• _Exercise brief_:
Copy, from the listing, every line in which the string "back" is present.

• _Data section_:
======

PR #66, opened 2021-09-19
Add pre-commit hooks for CMake files.

bbannier:


rsmmr (commented):
Let's talk about this, not convinced yet that this is an improvement. At least we'd need to work on the configs, it's even changing indenting right now.

rsmmr (commented):
Ok, I generallive live with this :-) but would prefer the following changes (taking a guess at the options, haven't tried it):

- Leave comments alone (`enable_markup`)
- Insert space after if/else/endif (`separate_ctrl_name_with_space`)
- don't change variable spelling; looks like that's the linter, not automated; either leave that change out or we could instead prefix the lower-case ones with `_`, that way they'd be treated as internal by the formatter and ok to lower-case (guessing based on `local_var_pattern`)

bbannier:
Thanks for the great review and the suggestions @rsmmr. I applied your suggestions on comments and suggestions, and disabled the variable name convention check check.

cmake/ZeekSpicyAnalyzerSupport.cmake
```diff
@@ -49,40 +52,44 @@ function(spicy_add_analyzer)
...
     set_property(GLOBAL PROPERTY __spicy_included_analyzers "${tmp}")
-endfunction()
+endfunction ()
 
 # Flag that analyzer is *not* being built. This is purely informational:
 # the cmake output will contain a corresponding note. Arguments are the
 # name of the analyzers and a descriptive string explaining why it's
 # being skipped.
-function(spicy_skip_analyzer name reason)
+function (spicy_skip_analyzer name reason)
```
rsmmr, line 85: This formatting is a a bit odd, but I guess there's nothing to do about it with `separate_ctrl_name_with_space` on.

rsmmr (commented):
Sorry, I got one more request. I find changes like these to be pretty verbose:

```
- set(SPICY_CONFIG "${spicy_config}" CACHE FILEPATH "")
+ set(SPICY_CONFIG
             "${spicy_config}"
             CACHE FILEPATH "")
```

I looks like setting  `max_subgroups_hwrap` to 3 instead of the default 2 might help, mind trying?

cmake/ZeekSpicyAnalyzerSupport.cmake
bbannier: Yes, the formatter doesn't really seem to distinguish these since in CMake on the AST level `if ... endif` probably isn't much different from `function ... endfunction`.

bbannier:
> Sorry, I got one more request. I find changes like these to be pretty verbose:
> 
> ```
> - set(SPICY_CONFIG "${spicy_config}" CACHE FILEPATH "")
> + set(SPICY_CONFIG
>              "${spicy_config}"
>              CACHE FILEPATH "")
> ```
> 
> I looks like setting `max_subgroups_hwrap` to 3 instead of the default 2 might help, mind trying?

Yes, that seems to subjectively lead to fewer of these cases. Added that.

rsmmr (approved):

PR #68, opened 2021-09-20
Add clang-tidy CI job.

### LINKED ISSUE #18: Add clang-tidy to CI
Currently we check the code through Spicy's CI, but would be good to catch trouble earlier.

bbannier:
Closes #18.

### DIFF
--- a/.cirrus.yml
+++ b/.cirrus.yml
@@ -83,6 +83,9 @@ standalone_ubuntu_task:
   build_script:
     - (mkdir build && cd build && cmake -DCMAKE_INSTALL_PREFIX=/opt/spicy-plugin -DCMAKE_CXX_COMPILER_LAUNCHER=ccache -G Ninja .. && ninja -j4)
 
+  clang_tidy_script:
+    - (cd build && run-clang-tidy -j $(nproc) $(jq -r '.[].file | select(contains(".bif") | not)' <compile_commands.json ))
+
   test_build_script:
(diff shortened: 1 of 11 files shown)


.cirrus.yml
```diff
@@ -81,7 +81,7 @@ standalone_ubuntu_task:
     - rm spicy-dev.deb
 
   build_script:
-    - (mkdir build && cd build && cmake -DCMAKE_INSTALL_PREFIX=/opt/spicy-plugin -G Ninja .. && ninja -j4)
+    - (mkdir build && cd build && cmake -DCMAKE_INSTALL_PREFIX=/opt/spicy-plugin -DCMAKE_CXX_COMPILER_LAUNCHER=ccache -G Ninja .. && ninja -j4)
```
rsmmr, line 84: The commit says "if possible": does this mean that cmake will ignore the `CMAKE_CXX_COMPILER_LAUNCHER` setting if `ccache` isn't found? Or will it bail out? (Just wondering, either way is fine I think because we control the setting and know its installed)

rsmmr (approved):

.cirrus.yml
bbannier: We currently do not set up ccache e.g., for installations via `zkg`. This should be also be possible (e.g., by replace the compiler invoked by e.g., `spicyc` with a symlink to `ccache` in the container image), but I didn't attempt it here.

rsmmr: Ok, probably just misunderstood your comment in the commit message.

PR #83, opened 2021-12-09
Provide API back into Zeek's protocol analysis.

### LINKED ISSUE #76: Provide primitives so that Spicy analyzers can forward data to other Zeek analyzers for follow-up analysis
We provide functions to pass data extracted by Spicy file analyzers back into Zeek with e.g.,
```.zeek
function zeek::file_begin(mime_type: optional<string> = Null) : string
```

Such functionality currently does not exist for Spicy protocol or packet analyzers. We should provide similar functions for such analyzers, ideally with some optional type so callers can opt into a specific analyzer to process the data (e.g., for HTTP with websockets can detect that the unparsed data is websockets) if they do not want Zeek to detect the format dynamically.

rsmmr:
Closes #76.


src/runtime-support.cc
```diff
@@ -231,6 +235,74 @@ void rt::reject_protocol(const std::string& reason) {
...
+            // AddChildAnalyzer() will have deleted child
+            throw ZeekError(::hilti::rt::fmt("could not add analyzer '%s' to connection", *analyzer));
+    }
+    else {
+        // Use a Zeek PIA stream analyzer performing DPD.
+        auto child = new ::zeek::analyzer::pia::PIA_TCP(c->analyzer->Conn());
+
+        if ( ! c->analyzer->AddChildAnalyzer(child) )
+            // AddChildAnalyzer() will have deleted child
+            throw ZeekError(::hilti::rt::fmt("could not add DPD analyzer to connection"));
```
bbannier, line 261: This leaks `child`. Let's either clean it up here, it instead use some smart pointer to hold it.

rsmmr: See the comment. :-)

bbannier: 🤦

bbannier (approved):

======

• _Written reply_:
Provide API back into Zeek's protocol analysis.
We provide functions to pass data extracted by Spicy file analyzers back into Zeek with e.g.,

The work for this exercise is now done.